Of course, classical reflationists argue that the Fed is doing precisely the right thing by using low interest rates to force liquidity into private assets. One reader of my work rebukes those who argue for monetary restraint and invokes Irving Fisher in his famous 1931 “Econometrica” article. By lowering rates on Treasury bonds below where they might otherwise be, he argues, Bernanke “is likely to push investors into corporate bonds and lower spreads–which, in the end, are the ONLY real engines of growth in the financial markets.”
The trouble with this argument, like the neo-Keynesian corollary about the use of debt to fund fiscal stimulus, is that expedients such as low interest rates and deficit spending are meant to stimulate economic growth on the margins, not to replace private sector demand and economic activity that does not exist. Bernanke and his fellow travelers on the FOMC, it seems, have entirely embraced the world view of Paul Krugman and Robert Reich, and echoed among the inflationati in the EU led by Martin Wolf, that new monetary emissions are an apt replacement for fiscal spending.
The problem with living in a world where relativity is the operative standard is that there is no truth in an objective sense. Political survival, not civil society, is the first priority, so members of the FOMC will say and do anything to get through the day, no matter how internally inconsistent or reckless.
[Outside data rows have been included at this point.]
PR #9526, opened 2019-11-25
[UI REVIEW] Touchables review

flexsurfer:
DO NOT MERGE!

you can find things like this, as you can see "cancel" and "learn more" are text, so it will be difficult to press, also "next" is not a component and has less touchable area

image


errorists:
I'm compiling a list of issues and fixes in [this Figma here](https://www.figma.com/file/Q1oiRp70EPqC3Eh6PgJABu/touchables?node-id=0%3A1), anyone can edit it

once done, I'll think how to best integrate it with the Component Library.

PR #9527, opened 2019-11-25
nix: Use mkFilter in local status-go source

pedropombeiro:
This PR improves the filtering of status-go Nix closure so that it doesn't capture folders such as `.ethereumtest`, `protocol` or `eth-node`.

status: ready


jakubgs (approved):

churik:
Not intentionally moved it to `IN TESTING`, don't think it requires manual testing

Until Bernanke and the FOMC start to recognize that their well-intentioned efforts to help the domestic US economy are creating the precursor for future global economic collapse, we cannot truly bring the Fed under effective public control and begin the process of national restructuring in America.
Wow, you’re totally clueless.
Printing money?
You do realize that the Bureau of Engraving and Printing, which is part of Treasury, physically prints the money (along with the Mint, also part of Treasury, which coins physical money too)?
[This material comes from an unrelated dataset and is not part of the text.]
PR #9531, opened 2019-11-26
Nixpkgs upgrade

### LINKED ISSUE #9500: Upgrade nixpkgs to include Go 1.13
I was requested by @cammellos to upgrade the current Go version we are using:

Now, just when these amateurs claim they know that, let’s talk about the money supply: There has not been any big change in the money supply (M2). I mean, have you even taken the 10 seconds necessary to create a graph from FRED?
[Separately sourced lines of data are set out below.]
PR #9541, opened 2019-11-28
[#9354] Unlock keycard account without card

### LINKED ISSUE #9354: Keycard sign in – Don't ask for the Keycard all the time to sign in
_Replacing https://github.com/status-im/status-react/issues/8180 with this new issue_

The user should be able to choose not to be asked for the Keycard to sign in all the time. This should be done using the same way currently "Save password" feature works, for non-keycard keys in Status.

- The should be a checkbox during sign in. I suggest it to be called. `Don’t ask for the card all the time` with a description below `If you don't want to be asked to tap the card each time you open Status`;
- If the user checks that checkbox, we should ask to enable biometric sign in for additional security;
- On iOS "biometric check" might be Face ID or Touch ID depending on the device. On Android afaik it's only possible to use fingerprint;
- This `Don’t ask for the card all the time`  checkbox should be disabled during device-to-card interaction process;
- There should be a way to disable and re-enable biometric sign in in the settings;
- If the `Don’t ask for the card all the time` feature is enabled as well as the biometric sign in, the sign in should happen with a biometric check. If it fails, the user should be offered to sign in using the passcode + Keycard tap;
- If the user unchecks the checkbox, when the biometric has been enabled before, we should show a popup and warn that it will be disabled now;
- The num pad should have an additional key (Face ID or fingerprint icon)
- This should work on small screens as well, see https://github.com/status-im/status-react/issues/9353 for additional specifications;

**Checkbox + Enable biometric**

rm1

**SIgn in when biometric is enabled**

rm2

**Disbaling `Don’t ask for the card all the time`**

rm3

Figma:
All the flows are described here, see flows number 6 and 7

rasom:
fix #9354 

To make it work `encryption-public-key` and `whisper-private-key` are 
stored on the devices when a user chooses this option. The former key is
used for multiaccount's database encryption, the latter is needed for a 
messaging. In case if a user wants to sign a transaction the card is 
still needed, we don't store wallet's keys on the device.

Other things were fixed/added:
- A user can enable biometric auth for a regular account when chooses
  to save the password on the device (if biometric auth is available). 
  This is done for feature parity between keycard and "on device" 
  accounts.
- The option to create/restore an account on a keycard is not shown on
  the devices which do not support NFC. Currently, the app just crashes
  if the user continues a flow which is not supported by the device.

status: ready


src/status_im/multiaccounts/biometric/core.cljs
```diff
@@ -81,6 +82,7 @@
       (.catch #(callback nil))))
 
 (defn get-supported [callback]
+  (log/debug "[biometric] get-supported")
```
cammellos, line 85: do we need this logs? (I don't mind keeping them, just wondering if they were leftovers)

cammellos (approved):

src/status_im/multiaccounts/biometric/core.cljs
rasom: I can remove this one, but they are actually useful during debugging, sometimes it's a bit hard to figure what's hidden behind the chain of re-frame's events.

cammellos: no that's fine,  I was just wondering if they were leftovers, by all means keep them if useful

andmironov (approved):

flexsurfer (approved):

flexsurfer:
one minor case:
select "save passord", cancel biometric, deselect "save password" , select "save password" - no popup with biometric, idk if it's expected

churik:
Small one, can be fixed later, but still the issue:

### Can't login if delete biometric data
Steps:
- create multiaccount
- enable biometric authentication inside of status app
- relogin
- remove fingerprints in phone settings (in case of touch id)
- reopen app

**Expected result:**
- logged out, "Don't ask for card to sign in" is disabled, can login with card

**Actual result:**
Biometric authentication error, if disable manually "Don't ask for card to sign in"  - can't proceed to 2 step
Can login after I add new fingerprint.
WDYT @rasom worth to be added separately?

Check-list
========================================================================
- "Save password" - enabling from profile, login screen
- "Don't ask for card to sign in" - enabling from profile, login screen
- "Save password" on device without biometric authentication
- "Save password" and "Don't ask for card to sign in"  when all biometric data is removed from device
- Signing messages in Dapps, signing transactions require keycard


Only thing that I would suggest to edit - after enabling "Don't ask for card to sign in" we need to relogin with card one more time.
So we have a controversial situation until first relogin - when "Don't ask for card to sign in" is enabled, but we still are obliged to use keycard.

Clearly, you screwed up excess reserves with money. Good job hombre. Do you need a lesson in channel-corridor economics too?
So, please tell me how monetary policy neither rejuvenates the economy nor creates jobs using the principle of monetary nonneutrality given price stickiness.
And I dare you to find empirical evidence that monetary policy created the housing bubble. Here’s a hint, it ain’t out there, no matter what phony coefficients John Taylor uses.
You know damn well that Wall Street pumped up the bubble with financial innovation, and so do good economists who have done more rigorous work than you have with your watered down MBA classes.
Finally, commodity prices are very volatile and have generally foreshadowed neither major inflation nor major deflation.
Why weren’t you and your ilk whining about deflation back in late 2007/early 2008 when commodity prices plunged?
And, by the way, those very volatile commodity prices I just mentioned have now pushed the overall commodity index back to where it was before it plunged back in December 2007, when, you know, output also plunged.
So there you have it. An investment manager and blogger who cannot even understand that commodity prices have been driven by growth and not monetary policy.